- _What to produce_
Print the data in full, exactly as it reads.

- _Data provided_
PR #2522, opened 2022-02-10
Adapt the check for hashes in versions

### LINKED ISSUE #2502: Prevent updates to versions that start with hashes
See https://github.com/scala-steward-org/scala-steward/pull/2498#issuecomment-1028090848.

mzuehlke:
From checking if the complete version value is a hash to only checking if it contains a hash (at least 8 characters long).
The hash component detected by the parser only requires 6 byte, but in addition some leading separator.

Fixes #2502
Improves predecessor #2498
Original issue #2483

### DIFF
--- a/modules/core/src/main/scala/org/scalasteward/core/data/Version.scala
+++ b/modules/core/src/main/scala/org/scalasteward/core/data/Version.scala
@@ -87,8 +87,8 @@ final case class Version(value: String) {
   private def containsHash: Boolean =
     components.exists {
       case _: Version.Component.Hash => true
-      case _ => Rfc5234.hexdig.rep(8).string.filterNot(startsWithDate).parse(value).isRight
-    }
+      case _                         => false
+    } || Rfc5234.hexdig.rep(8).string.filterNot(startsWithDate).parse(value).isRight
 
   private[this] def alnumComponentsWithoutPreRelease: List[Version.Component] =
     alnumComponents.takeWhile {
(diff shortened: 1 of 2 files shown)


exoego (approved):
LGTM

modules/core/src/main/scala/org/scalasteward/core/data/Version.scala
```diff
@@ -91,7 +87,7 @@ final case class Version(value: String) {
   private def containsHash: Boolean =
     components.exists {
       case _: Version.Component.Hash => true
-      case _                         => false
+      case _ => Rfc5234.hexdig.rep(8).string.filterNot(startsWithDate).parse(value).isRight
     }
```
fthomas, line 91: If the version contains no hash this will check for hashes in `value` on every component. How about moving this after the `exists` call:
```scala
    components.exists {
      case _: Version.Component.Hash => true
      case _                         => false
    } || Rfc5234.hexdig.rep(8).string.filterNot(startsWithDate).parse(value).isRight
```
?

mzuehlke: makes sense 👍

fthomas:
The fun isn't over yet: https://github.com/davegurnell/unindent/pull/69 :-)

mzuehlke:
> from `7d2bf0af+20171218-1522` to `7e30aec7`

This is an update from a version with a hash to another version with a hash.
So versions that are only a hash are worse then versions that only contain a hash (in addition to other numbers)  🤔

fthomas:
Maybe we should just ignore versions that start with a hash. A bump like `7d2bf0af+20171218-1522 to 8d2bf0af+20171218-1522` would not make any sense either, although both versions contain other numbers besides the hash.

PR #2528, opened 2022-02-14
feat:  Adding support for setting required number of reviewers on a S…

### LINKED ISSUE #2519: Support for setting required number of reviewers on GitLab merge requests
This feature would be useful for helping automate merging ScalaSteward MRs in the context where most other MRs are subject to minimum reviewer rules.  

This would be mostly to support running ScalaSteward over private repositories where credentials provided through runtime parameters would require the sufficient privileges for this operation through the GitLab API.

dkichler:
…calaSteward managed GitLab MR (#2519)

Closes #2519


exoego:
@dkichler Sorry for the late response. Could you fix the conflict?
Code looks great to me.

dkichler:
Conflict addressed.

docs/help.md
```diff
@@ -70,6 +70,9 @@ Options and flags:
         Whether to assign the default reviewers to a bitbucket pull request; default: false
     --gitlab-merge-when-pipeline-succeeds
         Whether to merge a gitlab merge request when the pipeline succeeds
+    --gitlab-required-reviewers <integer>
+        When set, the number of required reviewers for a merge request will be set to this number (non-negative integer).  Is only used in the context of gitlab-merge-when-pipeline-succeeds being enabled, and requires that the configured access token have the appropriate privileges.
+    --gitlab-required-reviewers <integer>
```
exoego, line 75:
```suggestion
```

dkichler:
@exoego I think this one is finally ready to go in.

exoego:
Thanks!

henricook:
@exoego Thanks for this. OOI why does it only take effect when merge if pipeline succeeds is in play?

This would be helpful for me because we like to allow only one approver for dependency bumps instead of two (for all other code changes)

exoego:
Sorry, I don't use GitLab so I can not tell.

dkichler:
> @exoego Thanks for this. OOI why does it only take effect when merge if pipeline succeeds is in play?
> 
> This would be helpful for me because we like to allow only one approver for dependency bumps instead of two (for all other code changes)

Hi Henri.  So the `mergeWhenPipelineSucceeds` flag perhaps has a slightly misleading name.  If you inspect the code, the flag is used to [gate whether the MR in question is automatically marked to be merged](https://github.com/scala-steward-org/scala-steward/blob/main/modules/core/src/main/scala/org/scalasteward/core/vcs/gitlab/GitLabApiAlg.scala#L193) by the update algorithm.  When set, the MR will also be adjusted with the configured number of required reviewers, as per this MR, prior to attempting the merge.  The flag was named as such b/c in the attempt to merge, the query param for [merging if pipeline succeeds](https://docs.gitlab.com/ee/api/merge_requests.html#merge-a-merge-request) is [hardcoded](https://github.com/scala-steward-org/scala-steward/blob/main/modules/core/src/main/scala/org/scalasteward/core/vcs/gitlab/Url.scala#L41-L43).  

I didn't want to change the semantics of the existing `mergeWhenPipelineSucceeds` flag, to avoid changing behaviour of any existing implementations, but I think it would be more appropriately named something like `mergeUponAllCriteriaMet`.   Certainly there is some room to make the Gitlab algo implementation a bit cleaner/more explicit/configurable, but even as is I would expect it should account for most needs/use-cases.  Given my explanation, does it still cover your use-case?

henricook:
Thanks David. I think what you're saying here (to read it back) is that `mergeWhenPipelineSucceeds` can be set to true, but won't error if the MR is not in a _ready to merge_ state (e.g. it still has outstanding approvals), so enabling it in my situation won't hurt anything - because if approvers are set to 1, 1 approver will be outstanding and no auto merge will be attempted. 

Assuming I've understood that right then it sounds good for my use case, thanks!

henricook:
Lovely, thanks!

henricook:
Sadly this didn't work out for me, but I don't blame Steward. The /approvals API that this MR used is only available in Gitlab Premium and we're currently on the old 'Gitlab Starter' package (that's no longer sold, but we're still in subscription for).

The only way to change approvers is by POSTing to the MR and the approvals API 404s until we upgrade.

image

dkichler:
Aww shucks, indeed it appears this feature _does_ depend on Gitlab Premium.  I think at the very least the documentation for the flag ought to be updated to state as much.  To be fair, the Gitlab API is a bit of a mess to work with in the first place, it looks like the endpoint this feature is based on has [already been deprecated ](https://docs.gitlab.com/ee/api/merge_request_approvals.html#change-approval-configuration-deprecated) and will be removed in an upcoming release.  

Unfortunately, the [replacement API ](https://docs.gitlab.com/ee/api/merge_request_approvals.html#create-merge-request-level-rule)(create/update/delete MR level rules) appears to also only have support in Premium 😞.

- _Solution to this task_
PR #2522, opened 2022-02-10
Adapt the check for hashes in versions

### LINKED ISSUE #2502: Prevent updates to versions that start with hashes
See https://github.com/scala-steward-org/scala-steward/pull/2498#issuecomment-1028090848.

mzuehlke:
From checking if the complete version value is a hash to only checking if it contains a hash (at least 8 characters long).
The hash component detected by the parser only requires 6 byte, but in addition some leading separator.

Fixes #2502
Improves predecessor #2498
Original issue #2483

### DIFF
--- a/modules/core/src/main/scala/org/scalasteward/core/data/Version.scala
+++ b/modules/core/src/main/scala/org/scalasteward/core/data/Version.scala
@@ -87,8 +87,8 @@ final case class Version(value: String) {
   private def containsHash: Boolean =
     components.exists {
       case _: Version.Component.Hash => true
-      case _ => Rfc5234.hexdig.rep(8).string.filterNot(startsWithDate).parse(value).isRight
-    }
+      case _                         => false
+    } || Rfc5234.hexdig.rep(8).string.filterNot(startsWithDate).parse(value).isRight
 
   private[this] def alnumComponentsWithoutPreRelease: List[Version.Component] =
     alnumComponents.takeWhile {
(diff shortened: 1 of 2 files shown)


exoego (approved):
LGTM

modules/core/src/main/scala/org/scalasteward/core/data/Version.scala
```diff
@@ -91,7 +87,7 @@ final case class Version(value: String) {
   private def containsHash: Boolean =
     components.exists {
       case _: Version.Component.Hash => true
-      case _                         => false
+      case _ => Rfc5234.hexdig.rep(8).string.filterNot(startsWithDate).parse(value).isRight
     }
```
fthomas, line 91: If the version contains no hash this will check for hashes in `value` on every component. How about moving this after the `exists` call:
```scala
    components.exists {
      case _: Version.Component.Hash => true
      case _                         => false
    } || Rfc5234.hexdig.rep(8).string.filterNot(startsWithDate).parse(value).isRight
```
?

mzuehlke: makes sense 👍

fthomas:
The fun isn't over yet: https://github.com/davegurnell/unindent/pull/69 :-)

mzuehlke:
> from `7d2bf0af+20171218-1522` to `7e30aec7`

This is an update from a version with a hash to another version with a hash.
So versions that are only a hash are worse then versions that only contain a hash (in addition to other numbers)  🤔

fthomas:
Maybe we should just ignore versions that start with a hash. A bump like `7d2bf0af+20171218-1522 to 8d2bf0af+20171218-1522` would not make any sense either, although both versions contain other numbers besides the hash.

PR #2528, opened 2022-02-14
feat:  Adding support for setting required number of reviewers on a S…

### LINKED ISSUE #2519: Support for setting required number of reviewers on GitLab merge requests
This feature would be useful for helping automate merging ScalaSteward MRs in the context where most other MRs are subject to minimum reviewer rules.  

This would be mostly to support running ScalaSteward over private repositories where credentials provided through runtime parameters would require the sufficient privileges for this operation through the GitLab API.

dkichler:
…calaSteward managed GitLab MR (#2519)

Closes #2519


exoego:
@dkichler Sorry for the late response. Could you fix the conflict?
Code looks great to me.

dkichler:
Conflict addressed.

docs/help.md
```diff
@@ -70,6 +70,9 @@ Options and flags:
         Whether to assign the default reviewers to a bitbucket pull request; default: false
     --gitlab-merge-when-pipeline-succeeds
         Whether to merge a gitlab merge request when the pipeline succeeds
+    --gitlab-required-reviewers <integer>
+        When set, the number of required reviewers for a merge request will be set to this number (non-negative integer).  Is only used in the context of gitlab-merge-when-pipeline-succeeds being enabled, and requires that the configured access token have the appropriate privileges.
+    --gitlab-required-reviewers <integer>
```
exoego, line 75:
```suggestion
```

dkichler:
@exoego I think this one is finally ready to go in.

exoego:
Thanks!

henricook:
@exoego Thanks for this. OOI why does it only take effect when merge if pipeline succeeds is in play?

This would be helpful for me because we like to allow only one approver for dependency bumps instead of two (for all other code changes)

exoego:
Sorry, I don't use GitLab so I can not tell.

dkichler:
> @exoego Thanks for this. OOI why does it only take effect when merge if pipeline succeeds is in play?
> 
> This would be helpful for me because we like to allow only one approver for dependency bumps instead of two (for all other code changes)

Hi Henri.  So the `mergeWhenPipelineSucceeds` flag perhaps has a slightly misleading name.  If you inspect the code, the flag is used to [gate whether the MR in question is automatically marked to be merged](https://github.com/scala-steward-org/scala-steward/blob/main/modules/core/src/main/scala/org/scalasteward/core/vcs/gitlab/GitLabApiAlg.scala#L193) by the update algorithm.  When set, the MR will also be adjusted with the configured number of required reviewers, as per this MR, prior to attempting the merge.  The flag was named as such b/c in the attempt to merge, the query param for [merging if pipeline succeeds](https://docs.gitlab.com/ee/api/merge_requests.html#merge-a-merge-request) is [hardcoded](https://github.com/scala-steward-org/scala-steward/blob/main/modules/core/src/main/scala/org/scalasteward/core/vcs/gitlab/Url.scala#L41-L43).  

I didn't want to change the semantics of the existing `mergeWhenPipelineSucceeds` flag, to avoid changing behaviour of any existing implementations, but I think it would be more appropriately named something like `mergeUponAllCriteriaMet`.   Certainly there is some room to make the Gitlab algo implementation a bit cleaner/more explicit/configurable, but even as is I would expect it should account for most needs/use-cases.  Given my explanation, does it still cover your use-case?

henricook:
Thanks David. I think what you're saying here (to read it back) is that `mergeWhenPipelineSucceeds` can be set to true, but won't error if the MR is not in a _ready to merge_ state (e.g. it still has outstanding approvals), so enabling it in my situation won't hurt anything - because if approvers are set to 1, 1 approver will be outstanding and no auto merge will be attempted. 

Assuming I've understood that right then it sounds good for my use case, thanks!

henricook:
Lovely, thanks!

henricook:
Sadly this didn't work out for me, but I don't blame Steward. The /approvals API that this MR used is only available in Gitlab Premium and we're currently on the old 'Gitlab Starter' package (that's no longer sold, but we're still in subscription for).

The only way to change approvers is by POSTing to the MR and the approvals API 404s until we upgrade.

image

dkichler:
Aww shucks, indeed it appears this feature _does_ depend on Gitlab Premium.  I think at the very least the documentation for the flag ought to be updated to state as much.  To be fair, the Gitlab API is a bit of a mess to work with in the first place, it looks like the endpoint this feature is based on has [already been deprecated ](https://docs.gitlab.com/ee/api/merge_request_approvals.html#change-approval-configuration-deprecated) and will be removed in an upcoming release.  

Unfortunately, the [replacement API ](https://docs.gitlab.com/ee/api/merge_request_approvals.html#create-merge-request-level-rule)(create/update/delete MR level rules) appears to also only have support in Premium 😞.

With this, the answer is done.